Saved entries:

BEGIN

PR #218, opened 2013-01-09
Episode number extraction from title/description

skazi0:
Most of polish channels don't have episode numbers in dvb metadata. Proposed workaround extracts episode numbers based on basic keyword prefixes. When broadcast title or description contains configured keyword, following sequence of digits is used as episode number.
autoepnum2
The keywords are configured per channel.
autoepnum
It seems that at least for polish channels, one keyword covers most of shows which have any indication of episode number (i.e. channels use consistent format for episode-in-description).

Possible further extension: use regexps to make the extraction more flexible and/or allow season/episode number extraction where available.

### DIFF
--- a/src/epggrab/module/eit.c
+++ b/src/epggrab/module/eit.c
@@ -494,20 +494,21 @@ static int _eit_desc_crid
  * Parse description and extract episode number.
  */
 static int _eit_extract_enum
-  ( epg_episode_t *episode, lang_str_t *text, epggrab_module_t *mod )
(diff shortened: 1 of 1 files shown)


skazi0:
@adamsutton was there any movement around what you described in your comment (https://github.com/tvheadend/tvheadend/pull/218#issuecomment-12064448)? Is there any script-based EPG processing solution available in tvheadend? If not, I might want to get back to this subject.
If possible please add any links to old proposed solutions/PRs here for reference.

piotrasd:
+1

END
BEGIN

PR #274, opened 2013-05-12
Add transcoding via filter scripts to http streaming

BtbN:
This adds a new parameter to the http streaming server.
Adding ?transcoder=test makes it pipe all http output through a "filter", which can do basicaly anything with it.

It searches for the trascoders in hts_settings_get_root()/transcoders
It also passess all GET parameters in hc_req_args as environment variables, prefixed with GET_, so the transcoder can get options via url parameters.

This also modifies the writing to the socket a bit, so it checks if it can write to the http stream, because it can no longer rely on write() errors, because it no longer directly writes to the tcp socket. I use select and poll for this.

END

PROBLEM DETAILS: Among the entries, count the lines that hold "available". Reply with the count only.

TASK SOLUTION: 2